▶

PR #2455, opened 2024-12-24
fix: unsaved changes reflected when a request is sent

RuntimeTerror10:


rohanmathur91 (changes requested):
Once request saved and any changes made then unsaved indication is not shown.

rohanmathur91 (approved):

◀

EXERCISE ::
Every line above should be written out again, unchanged.

RESULT OF THE TASK ::
PR #2455, opened 2024-12-24
fix: unsaved changes reflected when a request is sent

RuntimeTerror10:


rohanmathur91 (changes requested):
Once request saved and any changes made then unsaved indication is not shown.

rohanmathur91 (approved):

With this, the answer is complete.